Clock Skew Breaks Monitor Quorum and Cluster Operations

critical

reliabilityUpdated Jun 4, 2024

Monitor clock drift exceeding 50ms (default mon_clock_drift_allowed) causes monitors to mark each other as down, breaking quorum and preventing cluster operations. This manifests as monitors being out of quorum despite being healthy.

Sources

Troubleshooting Guide Red Hat Ceph Storage 3 | Red Hat Customer Portalaccess.redhat.com

Chapter 4. Troubleshooting Ceph Monitors - Red Hat Documentationdocs.redhat.com

Chapter 4. Troubleshooting Ceph Monitorsdocs.redhat.com

Technologies:

CephSymptoms of this issue are visible in Ceph metrics and logs

How to detect:

Check for 'clock skew' messages in `ceph health detail` output or cluster logs. Monitor shows 'mon.X is down (out of quorum)' with 'clock skew X > max 0.05s' error.
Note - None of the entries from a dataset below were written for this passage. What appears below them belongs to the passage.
PR #3165, opened 2024-03-07
CASSANDRA-18753 followup: Further test fixes

blambov:
Fix dtest failures caused by an omitted part of the fix to avoid NPE on UCS initialization (CASSANDRA-19169).
Fix BounceIndexRebuildTest for SAI.

### DIFF
--- a/test/distributed/org/apache/cassandra/distributed/test/log/BounceIndexRebuildTest.java
+++ b/test/distributed/org/apache/cassandra/distributed/test/log/BounceIndexRebuildTest.java
@@ -41,10 +41,12 @@ public class BounceIndexRebuildTest extends TestBaseImpl
             cluster.schemaChange(withKeyspace("create index idx on %s.tbl (x)"));
             Object[][] res = cluster.coordinator(1).execute(withKeyspace("select * from %s.tbl where x=5"), ConsistencyLevel.ALL);
             assert res.length > 0;
+            final String pattern = "Index build of idx complete|Index \\[idx\\] became queryable after successful build";
+            int preBounce = cluster.get(1).logs().grep(pattern).getResult().size();
 
             cluster.get(1).shutdown().get();
             cluster.get(1).startup();
-            assertEquals(1, cluster.get(1).logs().grep("Index build of idx complete").getResult().size());
+            assertEquals(preBounce + 1, cluster.get(1).logs().grep(pattern).getResult().size());
             res = cluster.coordinator(1).execute(withKeyspace("select * from %s.tbl where x=5"), ConsistencyLevel.ALL);
             assert res.length > 0;
         }
--- a/test/distributed/org/apache/cassandra/distributed/test/log/BounceIndexRebuildTest.java
+++ b/test/distributed/org/apache/cassandra/distributed/test/log/BounceIndexRebuildTest.java
@@ -18,6 +18,7 @@
 
 package org.apache.cassandra.distributed.test.log;
 
+import org.junit.Assert;
 import org.junit.Test;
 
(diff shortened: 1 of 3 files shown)


blambov:
@beobal could you review these short test fixes?

beobal:
> @beobal could you review these short test fixes?

Sure, will do

test/distributed/org/apache/cassandra/distributed/test/log/BounceIndexRebuildTest.java
```diff
@@ -41,10 +41,12 @@ public void bounceTest() throws Exception
             cluster.schemaChange(withKeyspace("create index idx on %s.tbl (x)"));
             Object[][] res = cluster.coordinator(1).execute(withKeyspace("select * from %s.tbl where x=5"), ConsistencyLevel.ALL);
             assert res.length > 0;
+            final String pattern = "Index build of idx complete|Index \\[idx\\] became queryable after successful build";
```
beobal: It's been a while since I looked at this, so I had to code dive a bit to understand why switching between legacy 2i and SAI would necessitate this change. Would you be ok with adding a comment? Something along the lines of:
```
// Both SAI and legacy 2i indexes will log the "Index [idx] became queryable..." message every time the index is 
// initialised. Only legacy indexes may rebuild a previously built index, in which case they log the "Index
// build of idx complete" message. So this is to verify that happens at most once, implying that legacy
// 2i does not get rebuilt after a restart.
```

beobal (approved):
LGTM. I just made a minor suggestion for an explanatory comment on the index rebuild test, feel free to ignore that if you think it's too obvious.

test/distributed/org/apache/cassandra/distributed/test/log/BounceIndexRebuildTest.java
blambov: From what I can see, though, it does get rebuilt after the restart. With legacy index the pre-bounce count is 0 and it becomes 1 after the restart. With SAI the numbers are 1 and 2, respectively.

I really don't know what the test is supposed to verify; it is introduced with TCM and I went with the understanding that the test is checking that there _is_ a rebuild after the restart.

beobal: > From what I can see, though, it does get rebuilt after the restart. With legacy index the pre-bounce count is 0 and it becomes 1 after the restart. 

Are you sure? What I see on trunk is that the pre-bounce count is 1 and stays at 1 following the restart.
If we change the search to use your pattern that changes to 2 pre-bounce and 3 after, because we always log the `Index [idx] became queryable` message, whether the index was rebuilt or not. 

> With SAI the numbers are 1 and 2, respectively

Yes, because both SAI and legacy 2i indexes will log the `Index [idx] became queryable...` as I said in the comment, but SAI will never log `Index build of idx complete`.

> I really don't know what the test is supposed to verify; it is introduced with TCM and I went with the understanding that the test is checking that there is a rebuild after the restart.

er, no it's the opposite. It's verifying that the legacy 2i index is _not_ rebuilt after a bounce (which would cause it to log `Index build of idx complete`).

blambov: I see. What I needed, then, is to identify the corresponding message for SAI.

There does not appear to be one, though, but it does show "Validating" after restart. Changed test to check that if no legacy build message was reported, then a SAI validation one must be seen post-bounce.

beobal (approved):
+1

Verify NTP/chrony synchronization across monitor nodes.

Recommended action:

Immediately synchronize clocks using NTP/chrony. Deploy local NTP server if relying on remote servers with network issues. Verify network connectivity between monitors. Do not change mon_clock_drift_allowed default without testing, as it affects cluster stability.